PERFECT DAYSのベイビーのレビュー・感想・評価

PERFECT DAYS(2023年製作の映画)
4.5
ヴィム・ヴェンダース監督が日本(東京)の美しさを綺麗に切り取ってくれました。素朴ながらもじんわりと心に沁みる作品でした。

東京でトイレ清掃員として働きながら一人暮らしをする男の物語。淡々とした日常に訪れるささやかな変化が、素朴な生活の中にアクセントを付けてくれます。そして何十年聞き続けたカセットテープの音楽や、古本屋で買う100円の文庫本も、日々の生活に彩りを与えてくれます。

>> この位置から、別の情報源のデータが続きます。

PR #301, opened 2023-06-04
library: add Adw.Clamp entry

### LINKED ISSUE #287: Adw Clamp
https://gnome.pages.gitlab.gnome.org/libadwaita/doc/main/class.Clamp.html

You could for example use a clamp to clamp a placehodler text generated from https://flathub.org/apps/org.gnome.design.Lorem

SoNiC-HeRE:
Closes #287 

Implemented Adw.Clamp demo following the description that was discussed. Added some more functionality to enhance UI. Looking for an early review.


src/Library/demos/Clamp/main.blp
```diff
@@ -0,0 +1,51 @@
...
+      Button decrease {
+        icon-name: "minus";
+        halign: center;
+      }
+
+    }
+
+    LinkButton {
+      label: "API Reference";
+      uri: "https://gnome.pages.gitlab.gnome.org/libadwaita/doc/main/class.Clamp.html";
```
sonnyp, line 48: Links should be to adw 1.3 docs

sonnyp (changes requested):
It doesn't build.
The formatting is off.
The strings should use `_()`

Please test and review your work before submitting.

SoNiC-HeRE:
Made the following Changes:
1) Fixed the build error
2) Replaced Gtk.TextView with Gtk.Label
3) Refined Code

andyholmes:
If this is one ready for re-review, please remember to hit that button again :slightly_smiling_face: We don't want to make you wait, or start re-reviewing before you're ready.

sonnyp (approved):
I wanted to do something more complicated but I think this is a good entry anyway and it's easy to go from it to the documentation.

PR #314, opened 2023-06-10
library: add css example

### LINKED ISSUE #58: Add example explaining how to use CSS
It's confusing in GTK.

The `#id` selector actually matches the Widget `name`
object `id` is for `get_object`

It can be difficult to figure out how to set css classes via code or builder
maybe list stuff that's not implemented

https://docs.gtk.org/gtk3/css-overview.html
https://docs.gtk.org/gtk4/css-overview.html
https://docs.gtk.org/gtk4/css-properties.html

halfmexican:
closes #58


halfmexican:
I feel like more needs to be done, so I'll leave this up to review to decide what that is.

sonnyp (approved):
made some small improvements https://github.com/sonnyp/Workbench/pull/314/commits/0ee82d21e344334a5ec9bb6c5e6abc8ecd0cb61c

Comment for later:

This would be a great candidate for some kind of tutorial format where we can go through every CSS feature.

Ideally, we would also demonstrate CSS animations.

PR #983, opened 2017-09-16
Added regex to strip local manga chapter names

### LINKED ISSUE #981: Request: Local manga naming
Hello! I noticed that on local manga if a chapter is called lets say "Awesomeness Chapter 1" and is placed inside a folder called "Awesomeness" that the chapter list will no longer show the full name and just start at the first non space character after the name (in this case "Chapter 1") to save on needlessly wasted space, which is really cool!

Is it possible to have it omit specific characters along with the spaces? Like if the manga was called "Awesomeness - Chapter 1" it will now show as "- Chapter 1". Not a big deal at all! But if it was something simple like adding "-" (and maybe "_" as well if it isn't already) along with spaces as characters to skip before starting the chapter name from the file name then it might be worth it since its a really common naming scheme.

Thanks!

ayuhsya:
The chapter names will now be stripped of any non-alphanumeric characters.

Closes #981


CarlosEsco:
How does this work with manga titles that contain non alphanumeric?
Like
 S.I.D
or 
3-NEN Kinmengumi
or
TOMO-CHAN WA ONNANOKO!

ayuhsya:
If the manga's name itself contains non alphanumeric characters, then it'll be removed, as it was being done before this commit. But if the chapter names (after stripping it off the manga name) contains non alphanumeric characters, it'll be removed (without affecting spaces in between words).

app/src/main/java/eu/kanade/tachiyomi/source/LocalSource.kt
```diff
@@ -144,7 +144,9 @@ class LocalSource(private val context: Context) : CatalogueSource {
                         } else {
                             chapterFile.nameWithoutExtension
                         }
-                        val chapNameCut = chapName.replace(manga.title, "", true).trim()
+
+                        var chapNameCut = chapName.replace(manga.title, "").trim()
+                        chapNameCut=chapNameCut.replace("[^A-Za-z0-9\\s+]+".toRegex(), "").trim()
```
NoodleMage: Use """ instead of ". You can then replace \\ with \, this will prevent confusion about the regex.

You also continue after the Chapter tag. So "Awesome Manga - Chapter 3 - The man of pants" will become 
"Chapter 3  The man of pants."

If you want to format everything like Chapter 1, Chapter 2, etc. try to use the [chapter recognition](https://github.com/inorichi/tachiyomi/blob/master/app/src/main/java/eu/kanade/tachiyomi/util/ChapterRecognition.kt) 

If you only want to remove the trailing space update your regex or use replaceFirst (not sure if this will work though).

ayuhsya: I updated the .trim() argument to trim the leading hyphens and underscores along with the whitespaces.

gradle.properties
```diff
@@ -15,4 +15,4 @@
 # When configured, Gradle will run in incubating parallel mode.
 # This option should only be used with decoupled projects. More details, visit
 # http://www.gradle.org/docs/current/userguide/multi_project_builds.html#sec:decoupled_projects
-# org.gradle.parallel=true
\ No newline at end of file
+# org.gradle.parallel=true
```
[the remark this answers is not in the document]
ayuhsya: Yes, I already made a commit to restore the gradle.properties file, but apparently a EOF character was added. I have fixed it.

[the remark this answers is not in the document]
j2ghz: @ayuhsya The file is still changed, `git update-index --chmod=-x gradle.properties` should help.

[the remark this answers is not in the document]
ayuhsya: Thank you! Wasn't aware of this git command.

app/src/main/java/eu/kanade/tachiyomi/source/LocalSource.kt
```diff
@@ -144,7 +144,7 @@ class LocalSource(private val context: Context) : CatalogueSource {
                         } else {
                             chapterFile.nameWithoutExtension
                         }
-                        val chapNameCut = chapName.replace(manga.title, "", true).trim()
```
j2ghz: Is there a reason to no longer ignore case?

ayuhsya: It seemed redundant because the chapter names are in the same case as the manga name. Restored it back.

PR #1024, opened 2017-10-06
Added option to skip read chapters

### LINKED ISSUE #988: Automatically skip chapters marked as read
Some sources have multiple scanlations, it'd be convenient if after you mark the ones you want to skip as read then it automatically skipped them when reading

NoodleMage:
Closes #988

### DIFF
--- a/app/src/main/java/eu/kanade/tachiyomi/data/preference/PreferenceKeys.kt
+++ b/app/src/main/java/eu/kanade/tachiyomi/data/preference/PreferenceKeys.kt
@@ -43,6 +43,8 @@ object PreferenceKeys {
 
     const val readWithVolumeKeysInverted = "reader_volume_keys_inverted"
 
+    const val skipReadChapters = "read_skip_read_chapters"
+
     const val portraitColumns = "pref_library_columns_portrait_key"
 
     const val landscapeColumns = "pref_library_columns_landscape_key"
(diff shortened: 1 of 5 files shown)


inorichi:
The implementation doesn't look right to me. If I understood it right, it requires that duplicate chapters are manually marked as read before opening the reader.

The use case to skip chapters is basically for Batoto, because of the multiple scanlators. So what I propose is a switch to "Restrict to scanlator". However, it could be annoying when some series change from scanlator.

NoodleMage:
It works as follows:
If the selected chapter is read it will just skip to next chapter the normal way. Thus 1 -> 2 -> 3.
If the selected chapter is unread it will skip the read ones. Thus 1 - > 4 -> 5 etc. (2 and 3 are read).

I implemented it like this because it's optional and I wanted to keep it simple (code wise). But you're probably right and it's better to do it by scanlator.

inorichi:
Somehow I thought the issue was for skipping duplicate chapters. Yes, it's exactly what I understood the code was doing, but I'm not sure if the setting is going to be useful enough.

I want to add a secondary drawer (like the one in the library) for filters, sorting and some manga specific switches, like the restrict scanlator, though I'm not sure about this one either...

NoodleMage:
I agree. Will close until we come up with a better implementation.

PR #1051, opened 2017-11-03
Icon changes, vector icons for sdk26+, Dev icon, new theme

CarlosEsco:
Changed Icon to be consistent between SDK16-SDK25 also updated so the icon has some blue like original book icon.

image

Added vectordrawable Adaptive icon for sdk 26+

image
image
image
image
image

Removed circle drawable from navigation drawer switched to vector reference verified it worked in 16,21,26
image

DEV version of icon

image

Teal Theme
image
image
image

Theme option:  
image
image


j2ghz:
Is the dev theme necessary? I like the blue much better.

CarlosEsco:
@j2ghz  was just looking for a way to distinguish when in the app if it was dev or regular.  I think what i can do is make it a new option on theme select in general.  So those who want blue in dev build it stays blue and for those like me can select different color in settings.

j2ghz:
@CarlosEsco If it can be force switched in settings, that would be okay (to have green default).
I also realised it's also a great way to let new users see the difference.

CarlosEsco:
@j2ghz  changed it  be more options under themes see latest screen shots on original post

CarlosEsco:
@inorichi  any thoughts or concerns?

inorichi:
I agree about having a different icon for release/dev builds, but I don't like having 3 themes for every accent color. The best customization would be to allow to select primary the primary and accent color (I saw a cool demo app implementing this), but we are already using a lot of colors (badges, the yellow filter in the toolbar, ...) so I'm not sure if it's feasible/worth.

@LinkCable (author of the current icon) has also made an adaptive icon that's looking better to my eyes: 

screen_shot_2017-11-19_at_10 33 20_pm

I asked him if he can make a dev variant too.

CarlosEsco:
Sounds good I will close this and look into finding a demo app that themed like your mentioning.  I'm sure it was on Reddit at some point.  @LinkCable any ETA on the icons?

CarlosEsco:
@inorichi was is something like this?

CarlosEsco:
https://github.com/garretyoder/Colorful

LinkCable:
@CarlosEsco Yeah, the icons are up in our private dev chat, I'm sure @inorichi will put them in soon.

Issue #1055, opened 2017-11-06
Page number cut off


Echophobia:
When using a newer device such as the s8 or the pixel 2 xl the page number on the bottom is cut off. It's not an important change just visual change.

PR #1056, opened 2017-11-06
page number cut off in rounded screen devices

CarlosEsco:
#1055

Not noticeable on screen shots here's a before and after on actual pixel 2 XL.

before:
image

after:
image


NoodleMage:
Jealous of your phone btw :)

CarlosEsco:
Thanks it's a great one

inorichi:
I didn't like the increased background with more padding. I placed the indicator in the bottom center, added a shadow and removed the background. If people don't like it there, it can be moved to the left edge again, but keeping the shadow.

PR #1074, opened 2017-11-22
Fix automatic backups

### LINKED ISSUE #900: Automatic backup does not seem to be working properly
Version: 0.6.1
Android version: 7.1.2
Device: Google Pixel XL, (also tested on Samsung Galaxy S8+, Google Nexus 7 (2013), Amazon Fire 8 (7th gen))

I have enabled automatic library backups, but no files are being written to the specified backup directory. Not sure how else to troubleshoot the problem. Please let me know if there is any additional information I can provide to help!

NoodleMage:
This closes #900 

~Probably needs some more testing and stuff. But tested working on Android 8.0.0.~

~Fix is using a correct URI call + creating the directory through:~
~`val autoDir = dir.createDirectory(getString(R.string.automatic_backup))`~

~If you have a cleaner solution let me know ;)~

Tested working on: API 19,26 and 27

### DIFF
--- a/app/src/main/java/eu/kanade/tachiyomi/data/backup/BackupCreateService.kt
+++ b/app/src/main/java/eu/kanade/tachiyomi/data/backup/BackupCreateService.kt
@@ -8,7 +8,6 @@ import com.github.salomonbrys.kotson.set
 import com.google.gson.JsonArray
 import com.google.gson.JsonObject
 import com.hippo.unifile.UniFile
-import eu.kanade.tachiyomi.R
 import eu.kanade.tachiyomi.data.backup.models.Backup
 import eu.kanade.tachiyomi.data.backup.models.Backup.CATEGORIES
 import eu.kanade.tachiyomi.data.backup.models.Backup.MANGAS
@@ -47,7 +46,7 @@ class BackupCreateService : IntentService(NAME) {
          * Make a backup from library
          *
          * @param context context of application
-         * @param path path of Uri
+         * @param uri path of Uri
          * @param flags determines what to backup
          * @param isJob backup called from job
          */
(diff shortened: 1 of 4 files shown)


app/src/main/java/eu/kanade/tachiyomi/ui/setting/SettingsBackupController.kt
```diff
@@ -161,7 +160,7 @@ class SettingsBackupController : SettingsController() {
             CODE_BACKUP_DIR -> if (data != null && resultCode == Activity.RESULT_OK) {
                 val activity = activity ?: return
                 if (Build.VERSION.SDK_INT < Build.VERSION_CODES.LOLLIPOP) {
-                    val uri = Uri.fromFile(File(data.data.path))
+                    val uri = data.data
```
inorichi: This if/else could be simplified with the new change

app/src/main/res/values/strings.xml
```diff
@@ -231,6 +231,7 @@
     <string name="backup_choice">What do you want to backup?</string>
     <string name="restoring_backup">Restoring backup</string>
     <string name="creating_backup">Creating backup</string>
+    <string name="automatic_backup">automatic</string>
```
inorichi: I think this should be a hardcoded string. We don't want translations on this one.

app/src/main/java/eu/kanade/tachiyomi/data/backup/BackupCreateService.kt
```diff
@@ -113,20 +114,21 @@ class BackupCreateService : IntentService(NAME) {
         try {
             // When BackupCreatorJob
             if (isJob) {
-                // Get dir of file
+                // Get dir of file and create
                 val dir = UniFile.fromUri(this, uri)
+                val autoDir = dir.createDirectory(getString(R.string.automatic_backup))
```
inorichi: You could keep the previous variable and append `.createDirectory(...)` since `dir` is not being used anywhere else.

Issue #1078, opened 2017-11-23
Cache displayed badges data to speed up library browsing


444nonymous:
I start Tachiyomi in "My Library" by default. (Not cached) it takes 1 second to display all my mangas. With "display download badges" enabled it takes 3 seconds. So far so good. The problem is if I select any manga and then I go back to "My library". I takes much more time, like 5 seconds. Every single time.

Could it be possible to cache the download badges data and only update it when the library is updated (new chapter added / new downloaded chapter / deleted-read chapter)? Instead of reloading it every single time. It's ok if tachiyomi does a full reload when it starts like it does now, just in case mangas / chapters were manually added / removed.

Thanks.

PR #1086, opened 2017-11-26
Download Badge Cache

CarlosEsco:
#1078

Badges should be cached now and whether you delete or download a new chapter in app it will be displayed correctly.
If the chapter is deleted outside of the app it will require you to perform a update library call from the over flow menu, or a swipe to refresh library.

When app leaves memory download badges are recalculated.  Time constraint can be added in future if need be.  

Here is a dropbox for anyone wanting to verify this works for them.

https://www.dropbox.com/s/gpuecwgtfede2y2/tachiyomi-dev.apk?dl=0

### DIFF
--- a/app/src/main/java/eu/kanade/tachiyomi/data/download/Downloader.kt
+++ b/app/src/main/java/eu/kanade/tachiyomi/data/download/Downloader.kt
@@ -5,6 +5,7 @@ import android.webkit.MimeTypeMap
 import com.hippo.unifile.UniFile
 import com.jakewharton.rxrelay.BehaviorRelay
 import com.jakewharton.rxrelay.PublishRelay
+import eu.kanade.tachiyomi.data.database.DatabaseHelper
 import eu.kanade.tachiyomi.data.database.models.Chapter
 import eu.kanade.tachiyomi.data.database.models.Manga
 import eu.kanade.tachiyomi.data.download.model.Download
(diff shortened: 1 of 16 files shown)


app/src/main/java/eu/kanade/tachiyomi/ui/library/LibraryPresenter.kt
```diff
@@ -323,7 +345,7 @@ class LibraryPresenter(
      */
     fun onOpenManga() {
         // Avoid further db updates for the library when it's not needed
-        librarySubscription?.let { remove(it) }
+      //    librarySubscription?.let { remove(it) }
```
CarlosEsco: @inorichi  This is commented out now, so the library updates correctly when a chapter is deleted in the Manga view.

app/src/main/java/eu/kanade/tachiyomi/data/download/Downloader.kt
```diff
@@ -427,6 +434,9 @@ class Downloader(private val context: Context, private val provider: DownloadPro
         // Only rename the directory if it's downloaded.
         if (download.status == Download.DOWNLOADED) {
             tmpDir.renameTo(dirname)
+                 //update download count
+                download.manga.download_count++
+                db.updateDownloadCount(download.manga).executeAsBlocking()
```
CarlosEsco: @inorichi  didnt like this being here in the downloader but the way the classes and methods are set up there is no way to really mar a chapter when downloaded outside of the downloader.

CarlosEsco:
closing for now.

PR #1097, opened 2017-11-29
Restore tracking on backup

### LINKED ISSUE #767: New backup system doesn't store status of synched manga
What I mean is, if I restore the backup file to a completely new tachiyomi it won't restore the status of manga with the synced service. For example if I restore the manga "prison school" KissManga catalogue, it'll show how many chapters I've read but won't show the status is in like "competed, reading"

Version: r1144
Android 7.1.1 (Logcat can be provided)

### LINKED ISSUE #951: Backup/Restore bug with tracking
Version: latest dev version

Hi, 

I think I found a bug with tracking when restoring from backup.
Dunno if this one "works" in MAL or not, but Im using anilist.

Reproduction:

1. add manga to anilist.. it set your Tracking status as reading.
2. if you read manga, it tracking your progress, thats good.
3. make backup
4. restore to new device (clean one, without db)
5. status will disappear from tracking information = no reading status = even if you continue reading new chapters, it doesn't add anything to "chapters" in tracking

EDIT: if you manually change "chaters" count in tracking without reading status = app will crash 

inyrilx

NoodleMage:
Fixes #951 and fixes #767

### DIFF
--- a/app/src/main/java/eu/kanade/tachiyomi/data/backup/BackupManager.kt
+++ b/app/src/main/java/eu/kanade/tachiyomi/data/backup/BackupManager.kt
@@ -23,6 +23,7 @@ import eu.kanade.tachiyomi.data.database.DatabaseHelper
 import eu.kanade.tachiyomi.data.database.models.*
 import eu.kanade.tachiyomi.data.preference.PreferencesHelper
 import eu.kanade.tachiyomi.data.preference.getOrDefault
+import eu.kanade.tachiyomi.data.track.TrackManager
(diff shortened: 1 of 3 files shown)


inorichi:
Looking fine, thanks!

PS: I'm not very fond of the inline methods (in stateless classes like extensions they are fine), but IMO they get harder to read in classes. I know the linter wants you to use them but...

NoodleMage:
In that case I will defer from them in the future. Did it because the functions are one liners and Kotlin is indeed pushing it really hard ;).

PR #1123, opened 2017-12-10
Remove local broadcast receiver to prevent race conditions

NoodleMage:
Added option to set tile for extension update.

Todo: comments


CarlosEsco:
Nice once merged I'll update my pull request for extensions titles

昨今、海外から訪れる外国の人たちが口をそろえて言うのは、日本の街並みがとても綺麗だということ。路上にゴミ箱が設置されていないにも拘らず、道端に全然ゴミが落ちていないことに驚かれるそうです。また、日本のどの公衆トイレも一流ホテルのトイレみたいだとビックリされ、更にそれが無料で使用できるということに大変驚かれているそうです。

僕も公衆トイレを気持ち良く利用しているうちの一人。いつも当たり前のように利用しているトイレも、実は誰かが綺麗に掃除してくれていることなんて、日常だとつい忘れがちになってしまいます。当たり前な日常は、決して当たり前なのではなく、名前も顔も知らない人たちの陰日向の働きのもと、何も不自由のない日々を過ごせているのだと、平山の姿を見て改めて実感しました。

川が海に繋がるように、自分の些細な行動がやがて多くの人の日常に繋がる。そして正しく務めてきた毎日の積み重ねが、自分の人生を色濃くさせて行く…

本作はそんなひた向きに生きようとする人間の“陰日向”にスポットを当て、そこに見る人間の美しさを映し出した作品だと感じました。繊細で静かな物語の運びは「パリ・テキサス」を思い出させ、陰に陽に日々を生きる平山の姿は、美しい人生の在り方を示してくれているようでした。

素朴な味わいを感じながらも、人の感情をしっかり描ききるヴィム・ヴェンダース監督の演出は本当にお見事。観ているだけで心がピカピカに洗浄される、とても美しいお話でした。新年一本目に相応しい作品だったと思います。

心に刺さる場面がまだまだたくさんあったので、その他の感想はコメント欄に入れておきます。

それにしても東京の公衆トイレがどれもオシャレすぎる! 何、あのスケルトンのトイレは⁉︎ 今度東京へ行く機会があったら聖地巡礼(公衆トイレ巡り)をしてみようかな?